1) ANTIDIABÉTICOS COM BENEFÍCIOS EM DESFECHOS CARDIOVASCULAR

Inibidores de SGLT2 (cotransportador sódio-glicose 2):

Empaglifozina: foi avaliada no estudo EMPA-REG, com 7.020 pacientes com DM2 e doença cardiovascular estabelecida (76% DAC), em seguimento de 3.1 anos. Desfecho primário: MACE (morte cardiovascular, infarto do miocárdio e AVC não fatal). Foi observado uma redução de 14% no desfecho primário (NNT = 61), principalmente às custas de redução de morte cardiovascular em 38% (NNT = 45), com impacto em mortalidade por todas as causas (redução de 32%, NNT = 39). Particularmente, houve uma redução expressiva de hospitalização por insuficiência cardíaca (NNT = 72).

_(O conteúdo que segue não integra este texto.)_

PR #248, opened 2023-11-23
Extract some reused SCALE en/decoding logic into `utils`

David-Petrov:
A beginning of a vision to extract away all the SCALE encoding/decoding logic into `utils`.

### DIFF
--- a/src/main/java/com/limechain/utils/scale/ScaleUtils.java
+++ b/src/main/java/com/limechain/utils/scale/ScaleUtils.java
@@ -1,0 +1,71 @@
+package com.limechain.utils.scale;
+
+import com.limechain.utils.scale.writers.PairWriter;
+import io.emeraldpay.polkaj.scale.ScaleCodecReader;
+import io.emeraldpay.polkaj.scale.ScaleCodecWriter;
+import io.emeraldpay.polkaj.scale.ScaleReader;
+import io.emeraldpay.polkaj.scale.reader.ListReader;
+import io.emeraldpay.polkaj.scale.writer.ListWriter;
+import kotlin.Pair;
+import lombok.experimental.UtilityClass;
+
+import java.io.ByteArrayOutputStream;
+import java.io.IOException;
+import java.util.Arrays;
+import java.util.List;
+import java.util.function.Function;
+
+// TODO: This class is currently just a helper utility class,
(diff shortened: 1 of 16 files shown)


bokoto000 (approved):
lgtm

src/main/java/com/limechain/utils/scale/ScaleUtils.java
```diff
@@ -0,0 +1,71 @@
...
+@UtilityClass
+public class ScaleUtils {
+
+    @UtilityClass
+    public class Decode {
+        public <T> T decode(byte[] encodedData, ScaleReader<T> reader) {
+            try {
+                return new ScaleCodecReader(encodedData).read(reader);
+            } catch (RuntimeException e) {
+                throw new RuntimeException("Error while SCALE decoding.", e); // TODO: is this a code smell?
```
georg-getz: Yes, we'll talk about this in tomorrow's daily but we won't throwing `RuntimeException` anymore. Extend it with a custom more specific one and throw that one instead.

src/main/java/com/limechain/utils/scale/ScaleUtils.java
```diff
@@ -0,0 +1,71 @@
...
+import java.io.ByteArrayOutputStream;
+import java.io.IOException;
+import java.util.Arrays;
+import java.util.List;
+import java.util.function.Function;
+
+// TODO: This class is currently just a helper utility class,
+//  planned to grow into a unified scale encode/decode util class with whatever methods are useful
+//  WIP
+// Currently trying out different approaches to spare some of the boilerplate around SCALE en/decoding
```
georg-getz: Indentation is a big weird, why not have it all start at the left. You don't need a comma after class and you delete the first "class" and the "just" strings.

vikinatora (approved):

src/main/java/com/limechain/utils/scale/ScaleUtils.java
David-Petrov: Done. 

Also, while writing the custom ScaleDecodingException, I noticed there was an existing ScaleEncodingException in `network.protocol.warp.exception`, moved it into `utils.scale.exceptions`.
If nobody has anything against this, we can resolve this conversation and merge the PR.

georg-getz (approved):

PR #255, opened 2023-12-01
Transform trie_structure to database node operations

### LINKED ISSUE #243: Transform `trie_structure` to database node operations
https://github.com/smol-dot/smoldot/blob/377fdf027862b3d39f65b6883bea0edb96208f7b/full-node/src/lib.rs#L952-L988
- [ ] Implement algorithm and structs required

ablax:
- [x] Implement algorithm and structs required

Closes #243

### DIFF
--- a/src/main/java/com/limechain/client/FullNode.java
+++ b/src/main/java/com/limechain/client/FullNode.java
@@ -6,11 +6,17 @@ import com.limechain.storage.KVRepository;
 import com.limechain.storage.block.BlockStateHelper;
 import com.limechain.sync.warpsync.WarpSyncMachine;
 import com.limechain.trie.structure.TrieStructure;
+import com.limechain.trie.structure.nibble.Nibble;
+import com.limechain.trie.structure.node.InsertTrieNode;
+import com.limechain.trie.structure.node.TrieNodeIndex;
+import com.limechain.trie.structure.node.handle.NodeHandle;
 import lombok.SneakyThrows;
 import lombok.extern.java.Log;
 import org.javatuples.Pair;
 
 import java.math.BigInteger;
+import java.util.ArrayList;
+import java.util.List;
 import java.util.Optional;
 import java.util.logging.Level;
 
@@ -33,7 +39,8 @@ public class FullNode implements HostNode {
             // do nothing?
         } else {
             // do the initial one-time population of the database with the genesis storage
-            initializeDatabaseStorageTrie();
+            TrieStructure<Pair<Optional<byte[]>, byte[]>> trieStructure = initializeDatabaseStorageTrie();
+            buildTrieNodesIterator(trieStructure);
         }
 
         // Start network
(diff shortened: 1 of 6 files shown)


src/main/java/com/limechain/client/FullNode.java
```diff
@@ -58,8 +65,62 @@ public void start() {
...
+     * @param trieStructure The trie structure containing the nodes. This structure should be
+     *                      a {@link TrieStructure} with user data of type {@link Pair<Optional<byte[]>, byte[]>},
+     *                      where the first element of the pair is an optional storage value (byte array),
+     *                      and the second element is the merkle value (byte array).
+     * @return A list of {@link InsertTrieNode} objects representing the nodes in the given trie structure.
+     * @throws IllegalStateException if the user data in the trie structure is empty or null, which
+     *                               indicates an invalid state for the trie nodes.
+     */
+    public List<InsertTrieNode> buildTrieNodesIterator(
+            TrieStructure<Pair<Optional<byte[]>, byte[]>> trieStructure) {
```
David-Petrov: As far as I gather, we're mixing an `Optional<byte[]>` for the storage value and then a pure `byte[]` for the merkle value, which we check for `null` to determine whether the field is present or not... Any particular reason for that decision? 😄

src/main/java/com/limechain/trie/structure/node/InsertTrieNode.java
```diff
@@ -0,0 +1,35 @@
...
+
+/**
+ * Represents a node in a trie structure for insertion into a database.
+ * This class encapsulates the storage value, merkle value, children's merkle values,
+ * and partial key nibbles of a trie node.
+ */
+@AllArgsConstructor
+@Getter
+
+public class InsertTrieNode {
```
David-Petrov, line 17: [Possibly a nitpick] Maybe this could become a record if it's a mere data holder?

src/main/java/com/limechain/trie/structure/node/handle/NodeHandle.java
```diff
@@ -25,4 +26,8 @@ public List<Nibble> getPartialKey() {
         //TODO: implement
         throw new NotImplementedException("Not yet implemented.");
     }
+
+    public T getUserData() {
+        return trieStructure.nodeAtIndex(new TrieNodeIndex(nodeIndex)).getUserData();
```
David-Petrov: That seems to be an infinite recursion... we'll have to refactor the access modifiers a bit, so that a `NodeHandle` has direct access to the `TrieStructure`'s underlying data structure, containing the actual structural nodes.

David-Petrov: For now we can do something like
```java
    return trieStructure.getUserDataAtIndex(new TrieNodeIndex(nodeIndex));
```
and perhaps we could also store the actual integer wrapped in a `NodeIndex` within the `NodeHandle`... or maybe abolish the notion of a `NodeIndex` if it becomes too messy.

David-Petrov (approved):
LGTM.

georg-getz (approved):

PR #261, opened 2023-12-13
Implement slab

bokoto000:


georg-getz (approved):

src/main/java/com/limechain/trie/structure/slab/Slab.java
```diff
@@ -16,70 +15,157 @@
...
+        }
+        size++;
         return index;
     }
 
+    /**
+     * Removes the element at the specified index from the slab.
+     *
+     * @param index the index of the element to be removed
+     * @return the element previously at the specified index
```
David-Petrov, line 83: We should consider whether we want to throw if queried for an invalid index or always return null.
Because right now:
- we return null if the index has been used once, but freed later;
- we throw an `IndexOutOfBoundsException` if the index is out of bounds for the underlying `storage`.

I'd say the stance of this data structure is rather: "I provide you with valid indices, if you try to use me with an index (int) not explicitly guaranteed to be valid by me, it's an end-of-world scenario and I'll throw", but we might also go the other way and simply return null on invalid indices (thus users can't insert `null` as a value, which is already set in the contract of `add()`). 

Although this contradicts the contract for `get()`... 😄

src/main/java/com/limechain/trie/structure/slab/Slab.java
```diff
@@ -16,70 +15,157 @@
...
+ * @param <T> the type of elements held in this slab
+ */
 public class Slab<T> implements Iterable<Pair<Integer, T>> {
     private ArrayList<T> storage;
     private int newIndex;
     private Queue<Integer> freeIndices;
+    private int size;
 
+    /**
+     * Constructs an empty Slab with default initial capacity of 0.
```
David-Petrov: Maybe the default capacity should be sth like `10` or `13`, similar to that Java's devs have decided for `ArrayList`?

src/main/java/com/limechain/trie/structure/slab/Slab.java
David-Petrov: Now that I think about it, better return null if the index is invalid. Stick to the notion of "null means no value for the given index, i.e. invalid index".

src/main/java/com/limechain/trie/structure/slab/Slab.java
bokoto000: I've set it to 10

src/main/java/com/limechain/trie/structure/slab/Slab.java
```diff
@@ -94,13 +95,23 @@ public T remove(int index) {
...
      *
-     * @param index the index of the element to return
-     * @return the element at the specified index, or null if no element is present
+     * @param index The index of the element to be retrieved.
+     * @return The element at the specified index.
+     * @throws InvalidSlabIndexException If the index is out of bounds or if the value at the index is null.
+     *                                   This exception wraps the original {@code IndexOutOfBoundsException}
+     *                                   when the index is out of bounds.
      */
     public @Nullable T get(int index) {
```
David-Petrov: This must become `@NotNull T`

David-Petrov (approved):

O principal efeito adverso foi um aumento de infecção genital (NNH = 22).

Canaglifozina: foi avaliada no Programa CANVAS, que incluiu um total de 10.142 pacientes com DM2 e doença cardiovascular estabelecida (66%) ou sob risco de doença cardiovascular, com seguimento médio de 2.4 anos. Desfecho primário: MACE. Houve redução de 14% no desfecho primário (NNT = 72), sem alteração significativa de mortalidade por todas as causas. Também foi observado uma redução de 33% de hospitalização por insuficiência cardíaca (NNT = 104). Em relação a eventos adversos, notou-se um aumento de amputações (NNH = 115) e infecções genitais (NNH = 14). Uma análise de fármaco-vigilância do FDA confirmou o aumento de amputações, mas o estudo OBSERVE-4D, apresentado na ADA 2018, não encontrou aumento de risco.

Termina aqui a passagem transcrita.